BEGIN Material supplied
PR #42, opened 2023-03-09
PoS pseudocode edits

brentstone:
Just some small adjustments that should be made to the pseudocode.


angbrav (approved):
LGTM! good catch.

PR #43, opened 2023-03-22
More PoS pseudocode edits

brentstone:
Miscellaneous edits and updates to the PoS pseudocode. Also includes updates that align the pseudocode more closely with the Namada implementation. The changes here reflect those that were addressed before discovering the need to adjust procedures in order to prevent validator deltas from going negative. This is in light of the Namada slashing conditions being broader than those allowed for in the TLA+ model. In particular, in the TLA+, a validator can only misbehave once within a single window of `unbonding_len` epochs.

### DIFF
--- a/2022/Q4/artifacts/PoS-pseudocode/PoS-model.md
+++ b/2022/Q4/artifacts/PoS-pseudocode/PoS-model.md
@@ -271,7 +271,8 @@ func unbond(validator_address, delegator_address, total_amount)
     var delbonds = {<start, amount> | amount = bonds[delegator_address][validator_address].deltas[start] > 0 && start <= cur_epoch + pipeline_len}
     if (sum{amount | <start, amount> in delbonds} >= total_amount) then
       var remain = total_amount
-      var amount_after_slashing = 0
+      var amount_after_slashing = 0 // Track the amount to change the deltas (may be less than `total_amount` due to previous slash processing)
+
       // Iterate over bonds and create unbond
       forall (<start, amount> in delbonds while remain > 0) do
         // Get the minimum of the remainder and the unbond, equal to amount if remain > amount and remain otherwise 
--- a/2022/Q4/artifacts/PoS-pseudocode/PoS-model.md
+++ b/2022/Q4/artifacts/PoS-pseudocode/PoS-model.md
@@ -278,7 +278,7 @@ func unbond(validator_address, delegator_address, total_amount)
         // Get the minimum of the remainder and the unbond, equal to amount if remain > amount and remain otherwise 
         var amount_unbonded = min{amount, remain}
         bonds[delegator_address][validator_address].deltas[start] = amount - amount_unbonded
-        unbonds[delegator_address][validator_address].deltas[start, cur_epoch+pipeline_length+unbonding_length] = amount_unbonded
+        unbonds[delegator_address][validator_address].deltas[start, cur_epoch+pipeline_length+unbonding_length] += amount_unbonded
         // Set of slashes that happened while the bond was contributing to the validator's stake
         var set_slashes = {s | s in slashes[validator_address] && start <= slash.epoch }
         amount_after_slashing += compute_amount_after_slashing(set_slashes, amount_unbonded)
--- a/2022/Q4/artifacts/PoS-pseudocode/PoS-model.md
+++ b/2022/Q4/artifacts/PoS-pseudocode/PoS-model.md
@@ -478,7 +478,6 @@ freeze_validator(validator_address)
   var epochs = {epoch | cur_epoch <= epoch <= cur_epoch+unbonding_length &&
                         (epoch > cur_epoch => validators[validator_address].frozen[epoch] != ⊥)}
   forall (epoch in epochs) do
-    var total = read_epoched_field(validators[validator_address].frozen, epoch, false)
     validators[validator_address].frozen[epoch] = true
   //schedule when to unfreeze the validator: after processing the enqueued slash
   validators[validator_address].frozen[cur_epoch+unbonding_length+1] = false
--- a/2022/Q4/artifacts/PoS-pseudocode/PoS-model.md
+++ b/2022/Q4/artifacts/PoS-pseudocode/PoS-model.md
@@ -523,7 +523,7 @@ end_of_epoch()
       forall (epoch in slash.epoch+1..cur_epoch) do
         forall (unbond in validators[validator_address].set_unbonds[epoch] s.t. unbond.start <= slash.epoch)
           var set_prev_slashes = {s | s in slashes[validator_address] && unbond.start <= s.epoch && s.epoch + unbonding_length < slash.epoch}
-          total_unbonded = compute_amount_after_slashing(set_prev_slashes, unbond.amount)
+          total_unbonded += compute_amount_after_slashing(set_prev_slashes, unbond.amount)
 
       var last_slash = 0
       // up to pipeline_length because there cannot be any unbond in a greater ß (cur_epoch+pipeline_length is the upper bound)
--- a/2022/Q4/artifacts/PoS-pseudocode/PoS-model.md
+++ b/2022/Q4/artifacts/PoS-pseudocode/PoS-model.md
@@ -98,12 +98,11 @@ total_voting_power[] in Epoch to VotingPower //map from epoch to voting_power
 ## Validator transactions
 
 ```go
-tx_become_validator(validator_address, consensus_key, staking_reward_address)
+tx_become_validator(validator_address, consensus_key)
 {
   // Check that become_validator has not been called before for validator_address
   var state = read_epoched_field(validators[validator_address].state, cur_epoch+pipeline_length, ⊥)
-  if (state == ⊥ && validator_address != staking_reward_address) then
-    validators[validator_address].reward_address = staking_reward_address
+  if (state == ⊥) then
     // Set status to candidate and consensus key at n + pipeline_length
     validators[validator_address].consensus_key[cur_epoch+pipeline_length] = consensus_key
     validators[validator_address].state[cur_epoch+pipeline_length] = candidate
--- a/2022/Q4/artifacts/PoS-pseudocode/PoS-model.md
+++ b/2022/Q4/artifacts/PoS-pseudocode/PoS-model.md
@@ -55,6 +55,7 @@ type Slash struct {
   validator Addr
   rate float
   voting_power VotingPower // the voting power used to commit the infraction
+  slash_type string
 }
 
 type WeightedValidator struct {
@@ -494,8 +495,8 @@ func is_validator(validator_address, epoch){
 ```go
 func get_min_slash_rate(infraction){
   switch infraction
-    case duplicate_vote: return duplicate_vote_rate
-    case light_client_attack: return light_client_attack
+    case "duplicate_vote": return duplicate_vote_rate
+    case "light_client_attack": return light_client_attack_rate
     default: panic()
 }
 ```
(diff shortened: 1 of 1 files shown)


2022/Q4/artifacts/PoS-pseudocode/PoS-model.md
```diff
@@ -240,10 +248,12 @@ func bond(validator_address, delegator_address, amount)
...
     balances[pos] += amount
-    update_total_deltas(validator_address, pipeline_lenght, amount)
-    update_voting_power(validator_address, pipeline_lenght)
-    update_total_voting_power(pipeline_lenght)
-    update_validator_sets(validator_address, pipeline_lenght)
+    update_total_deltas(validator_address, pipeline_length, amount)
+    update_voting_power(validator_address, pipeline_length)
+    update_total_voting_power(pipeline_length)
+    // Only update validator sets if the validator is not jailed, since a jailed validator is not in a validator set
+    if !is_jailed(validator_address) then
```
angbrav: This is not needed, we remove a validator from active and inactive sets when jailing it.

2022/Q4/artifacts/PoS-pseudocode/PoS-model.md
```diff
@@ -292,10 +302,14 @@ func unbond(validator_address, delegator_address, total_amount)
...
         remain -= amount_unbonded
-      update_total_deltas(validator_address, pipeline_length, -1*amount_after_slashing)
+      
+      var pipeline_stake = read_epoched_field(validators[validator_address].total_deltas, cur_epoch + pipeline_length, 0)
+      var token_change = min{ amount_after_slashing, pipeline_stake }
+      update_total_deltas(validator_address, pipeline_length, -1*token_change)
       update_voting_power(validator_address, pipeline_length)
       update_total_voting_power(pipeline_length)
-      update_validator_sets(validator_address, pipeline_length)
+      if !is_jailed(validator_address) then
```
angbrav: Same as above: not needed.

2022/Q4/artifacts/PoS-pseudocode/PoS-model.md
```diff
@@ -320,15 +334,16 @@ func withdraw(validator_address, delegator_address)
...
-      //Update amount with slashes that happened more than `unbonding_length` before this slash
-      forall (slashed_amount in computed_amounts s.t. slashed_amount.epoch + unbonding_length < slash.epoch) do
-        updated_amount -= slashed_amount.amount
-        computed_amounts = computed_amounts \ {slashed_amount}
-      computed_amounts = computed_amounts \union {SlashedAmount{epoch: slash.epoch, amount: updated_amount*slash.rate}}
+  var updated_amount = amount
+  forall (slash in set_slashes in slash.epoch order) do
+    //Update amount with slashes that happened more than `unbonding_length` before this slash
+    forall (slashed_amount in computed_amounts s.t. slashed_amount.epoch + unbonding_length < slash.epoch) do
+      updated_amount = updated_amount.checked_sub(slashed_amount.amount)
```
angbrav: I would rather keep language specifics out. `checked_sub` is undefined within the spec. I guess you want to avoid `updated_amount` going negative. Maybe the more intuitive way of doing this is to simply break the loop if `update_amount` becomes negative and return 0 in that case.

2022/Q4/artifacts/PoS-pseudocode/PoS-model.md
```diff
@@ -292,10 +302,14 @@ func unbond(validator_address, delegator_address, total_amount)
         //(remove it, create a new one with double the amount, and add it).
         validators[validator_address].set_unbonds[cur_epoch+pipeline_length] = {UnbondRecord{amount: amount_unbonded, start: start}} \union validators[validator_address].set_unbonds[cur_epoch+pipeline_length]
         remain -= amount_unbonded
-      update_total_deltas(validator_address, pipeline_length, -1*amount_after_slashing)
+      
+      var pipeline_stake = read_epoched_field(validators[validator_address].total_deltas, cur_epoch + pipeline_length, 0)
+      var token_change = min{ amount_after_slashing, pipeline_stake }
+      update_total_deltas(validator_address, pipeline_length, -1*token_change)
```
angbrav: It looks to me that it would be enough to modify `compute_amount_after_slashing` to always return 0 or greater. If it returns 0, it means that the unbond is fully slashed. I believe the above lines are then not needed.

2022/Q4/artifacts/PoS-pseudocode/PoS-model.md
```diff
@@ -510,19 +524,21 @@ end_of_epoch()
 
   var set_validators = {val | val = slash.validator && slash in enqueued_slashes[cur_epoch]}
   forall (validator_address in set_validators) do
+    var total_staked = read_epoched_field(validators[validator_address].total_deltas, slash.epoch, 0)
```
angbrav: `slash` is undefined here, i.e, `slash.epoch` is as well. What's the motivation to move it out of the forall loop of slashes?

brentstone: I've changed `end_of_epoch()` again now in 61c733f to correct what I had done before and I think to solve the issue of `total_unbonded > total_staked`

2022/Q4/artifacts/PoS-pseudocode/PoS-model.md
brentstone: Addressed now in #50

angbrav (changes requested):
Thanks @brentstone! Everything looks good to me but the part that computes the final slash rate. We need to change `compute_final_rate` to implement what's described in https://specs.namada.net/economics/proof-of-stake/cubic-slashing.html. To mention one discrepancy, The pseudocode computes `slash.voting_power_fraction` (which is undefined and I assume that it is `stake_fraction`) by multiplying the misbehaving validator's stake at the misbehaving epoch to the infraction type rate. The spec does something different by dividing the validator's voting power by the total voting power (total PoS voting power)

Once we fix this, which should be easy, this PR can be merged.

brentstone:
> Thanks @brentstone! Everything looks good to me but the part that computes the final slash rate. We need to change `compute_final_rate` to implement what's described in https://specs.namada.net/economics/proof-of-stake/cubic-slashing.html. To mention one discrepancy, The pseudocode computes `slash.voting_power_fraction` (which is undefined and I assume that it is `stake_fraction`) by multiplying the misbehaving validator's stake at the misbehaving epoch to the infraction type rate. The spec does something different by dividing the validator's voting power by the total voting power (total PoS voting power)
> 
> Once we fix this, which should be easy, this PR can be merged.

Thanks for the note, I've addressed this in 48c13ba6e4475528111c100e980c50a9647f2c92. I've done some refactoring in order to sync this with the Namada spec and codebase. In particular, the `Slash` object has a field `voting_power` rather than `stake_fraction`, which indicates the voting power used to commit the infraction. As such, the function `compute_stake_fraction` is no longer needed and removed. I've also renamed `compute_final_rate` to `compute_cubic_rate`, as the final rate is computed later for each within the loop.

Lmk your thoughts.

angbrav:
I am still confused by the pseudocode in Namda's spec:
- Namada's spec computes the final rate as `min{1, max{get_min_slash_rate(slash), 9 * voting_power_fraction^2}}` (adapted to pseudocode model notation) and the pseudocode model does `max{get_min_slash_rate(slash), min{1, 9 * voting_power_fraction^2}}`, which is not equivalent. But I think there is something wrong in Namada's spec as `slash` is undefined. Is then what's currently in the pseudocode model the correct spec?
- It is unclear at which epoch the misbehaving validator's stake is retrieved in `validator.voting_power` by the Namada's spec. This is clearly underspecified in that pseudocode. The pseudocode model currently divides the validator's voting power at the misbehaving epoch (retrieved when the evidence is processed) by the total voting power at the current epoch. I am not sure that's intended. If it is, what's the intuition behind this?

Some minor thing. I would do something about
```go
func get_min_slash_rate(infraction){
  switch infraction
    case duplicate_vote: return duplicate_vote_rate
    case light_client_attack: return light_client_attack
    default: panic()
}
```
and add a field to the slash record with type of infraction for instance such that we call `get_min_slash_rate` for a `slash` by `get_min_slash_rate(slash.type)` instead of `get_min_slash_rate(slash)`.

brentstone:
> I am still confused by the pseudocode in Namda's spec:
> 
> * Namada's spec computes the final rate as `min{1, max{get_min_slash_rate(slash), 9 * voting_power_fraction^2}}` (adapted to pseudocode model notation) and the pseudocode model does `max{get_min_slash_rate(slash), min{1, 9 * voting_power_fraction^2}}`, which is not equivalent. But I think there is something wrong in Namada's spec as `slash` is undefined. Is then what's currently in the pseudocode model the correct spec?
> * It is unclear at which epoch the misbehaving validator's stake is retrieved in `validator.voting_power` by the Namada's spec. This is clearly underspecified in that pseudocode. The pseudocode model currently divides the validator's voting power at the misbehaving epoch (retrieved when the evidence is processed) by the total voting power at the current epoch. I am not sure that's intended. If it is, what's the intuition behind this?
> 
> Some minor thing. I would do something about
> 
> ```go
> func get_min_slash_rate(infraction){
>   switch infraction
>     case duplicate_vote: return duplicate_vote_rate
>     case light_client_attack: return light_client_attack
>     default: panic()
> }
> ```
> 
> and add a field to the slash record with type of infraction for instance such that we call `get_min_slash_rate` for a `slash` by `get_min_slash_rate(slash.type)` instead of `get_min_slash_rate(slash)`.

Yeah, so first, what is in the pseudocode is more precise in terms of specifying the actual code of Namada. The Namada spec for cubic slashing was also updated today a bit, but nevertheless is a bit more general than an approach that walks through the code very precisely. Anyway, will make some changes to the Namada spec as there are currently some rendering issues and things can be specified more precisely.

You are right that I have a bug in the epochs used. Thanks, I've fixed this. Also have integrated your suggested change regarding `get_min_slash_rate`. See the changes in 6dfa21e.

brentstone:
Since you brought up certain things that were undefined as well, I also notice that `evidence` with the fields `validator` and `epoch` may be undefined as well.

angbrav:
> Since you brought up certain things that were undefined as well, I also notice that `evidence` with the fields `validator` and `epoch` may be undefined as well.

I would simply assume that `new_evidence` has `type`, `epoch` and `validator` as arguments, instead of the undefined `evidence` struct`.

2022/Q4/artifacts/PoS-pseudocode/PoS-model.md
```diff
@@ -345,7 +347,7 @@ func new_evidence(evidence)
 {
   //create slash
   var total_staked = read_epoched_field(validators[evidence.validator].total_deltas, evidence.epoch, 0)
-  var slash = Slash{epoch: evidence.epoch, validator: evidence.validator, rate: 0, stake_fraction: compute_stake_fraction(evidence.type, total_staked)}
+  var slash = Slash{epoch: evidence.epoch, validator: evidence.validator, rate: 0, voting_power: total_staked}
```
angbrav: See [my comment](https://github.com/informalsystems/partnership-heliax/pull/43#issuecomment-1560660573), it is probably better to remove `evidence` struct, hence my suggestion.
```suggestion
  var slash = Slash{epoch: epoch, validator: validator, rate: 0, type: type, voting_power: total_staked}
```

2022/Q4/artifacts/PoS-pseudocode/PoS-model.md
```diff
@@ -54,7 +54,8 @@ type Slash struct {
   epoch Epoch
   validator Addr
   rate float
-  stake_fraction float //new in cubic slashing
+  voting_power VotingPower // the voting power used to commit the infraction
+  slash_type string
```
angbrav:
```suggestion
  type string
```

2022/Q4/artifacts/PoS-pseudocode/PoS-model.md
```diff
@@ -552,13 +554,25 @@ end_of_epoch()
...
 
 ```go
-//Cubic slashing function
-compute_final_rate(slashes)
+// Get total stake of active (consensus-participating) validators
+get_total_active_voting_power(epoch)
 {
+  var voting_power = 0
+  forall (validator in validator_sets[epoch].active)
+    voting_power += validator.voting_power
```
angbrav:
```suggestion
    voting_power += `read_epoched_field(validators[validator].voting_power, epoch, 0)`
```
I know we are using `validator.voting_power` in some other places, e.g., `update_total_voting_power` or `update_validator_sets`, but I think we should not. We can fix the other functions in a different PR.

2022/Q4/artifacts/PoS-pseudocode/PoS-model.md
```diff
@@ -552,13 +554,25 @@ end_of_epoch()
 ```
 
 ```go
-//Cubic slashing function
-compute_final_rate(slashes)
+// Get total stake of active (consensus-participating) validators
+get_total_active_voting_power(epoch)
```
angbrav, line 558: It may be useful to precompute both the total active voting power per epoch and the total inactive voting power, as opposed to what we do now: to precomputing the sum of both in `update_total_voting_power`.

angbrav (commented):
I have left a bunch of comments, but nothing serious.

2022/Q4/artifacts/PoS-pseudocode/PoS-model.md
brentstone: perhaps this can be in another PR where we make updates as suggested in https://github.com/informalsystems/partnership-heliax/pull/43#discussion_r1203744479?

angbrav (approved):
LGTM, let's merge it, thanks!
END Material supplied
Bring together all lines in the records where the word "notice" is found.

Since you brought up certain things that were undefined as well, I also notice that `evidence` with the fields `validator` and `epoch` may be undefined as well.
> Since you brought up certain things that were undefined as well, I also notice that `evidence` with the fields `validator` and `epoch` may be undefined as well.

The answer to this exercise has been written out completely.